[Start of Attachment]

Issue #2981, opened 2022-07-07
Channel Balance for public view


dmtrjsg:
channel balance for public view

Is super important. It should be very prominent.

┆Issue is synchronized with this [Asana task](https://app.asana.com/0/1201958687417145/1202570962318926) by [Unito](https://www.unito.io)

KubaMikolajczyk:
Exploration for channel balance 👇
🎥 Loom video (Channel balance starts at 19:15): https://www.loom.com/share/5595fb504d334ad99ac9478b2cf22810
📄 Figma files: https://www.figma.com/file/POw4j95jszfIP5bGfas2IC/Channel-page?node-id=1412%3A83542

bedeho:
Thank you for this iteration @KubaMikolajczyk , a pleasure to review as always <3. Also let me commend you on all the variations you have tried and all the effort and evaluation that went into that, it really shows.

1. I really _love_ the clean menu free view, lets keep that.
2. Many of the header shots were really beautiful and compelling, but I think the last one indeed brought home the message as well. The one thing I would be concerned about would be whether people would discover that this center-line is adjustable, and whether everyone will understand what it means. I think this is not a blocker at this point, lets go with the last one you proposed.
3. Combining the examples with the focus of the section really made most sense, so other verified creators with the header, and recently paid with the rewards.
4. Steps section was really great, not sure you even need the detailed visuals, just focusing on the steps and a short title can bring the message home clearly.
5. On the channel balance subject: I think that it probably does deserve more attention than the final location you advised, its arguably more important than the set of NFT collectors for the channel. I also think that it may need a bit more space than you have chosen, because I suspect it may need a label. Simply showing a balance leaves a little bit too much unsaid for the large number of users who are going to be new to the whole idea of a channel having a balance, and what that even means.

dmtrjsg:
@bedeho just a few points of consideration on point 5, perhaps that may win you over to starting with a version that Kuba has suggested. Perhaps increase the size/ and have a slightly offset positioning from its exact one, in the last variation but overall I think this may actually work well 🤞 

> more attention than the final location you advised.. more important than NFTs

I think this location is beneficial from the pov of replicating it in the Channel Info section on every video posted by this channel. If we agree that it is beneficial to include it there, here are my two suggestions where that would look not out of place and easily discoverable: 

[...]

PR #4054, opened 2023-04-07
🍎 Public channel balance

WRadoslaw:
#2981

### DIFF
--- a/packages/atlas/src/providers/joystream/joystream.hooks.ts
+++ b/packages/atlas/src/providers/joystream/joystream.hooks.ts
@@ -172,14 +172,14 @@ export const useSubscribeAccountBalance = (
   )
 
   useEffect(() => {
-    if (!activeMembership?.controllerAccount || !joystream) {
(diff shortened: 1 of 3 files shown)


dmtrjsg:
With Kuba earlier we agreed to show a joy tooltip when hovering over the JOY icon. For this to take effect component update in Figma is required. I think we should not wait for this and ship as-is and update the icon later as enhancement. 

For the time being the only currency is JOY so it should be understandable.. Becomes more of an issue when CRTs are out so let's release as built 👍

drillprop (changes requested):
It's not working when you're not signed up. Channel balance is always 0 until you login. Tested on `channel/90`

drillprop (dismissed):
Now it works, but on the other hand, the storybook build is not working. Can we investigate why? Do we want to merge the PR, which will break the storybook?

drillprop:
@attemka could you redeploy this and check if this is a one-off case?

attemka (approved):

[End of Attachment]

▶ **WHAT IS EXPECTED**
Where a line above contains the word "joystream", copy that line.

▶ **YOUR RESPONSE**
--- a/packages/atlas/src/providers/joystream/joystream.hooks.ts
+++ b/packages/atlas/src/providers/joystream/joystream.hooks.ts
-    if (!activeMembership?.controllerAccount || !joystream) {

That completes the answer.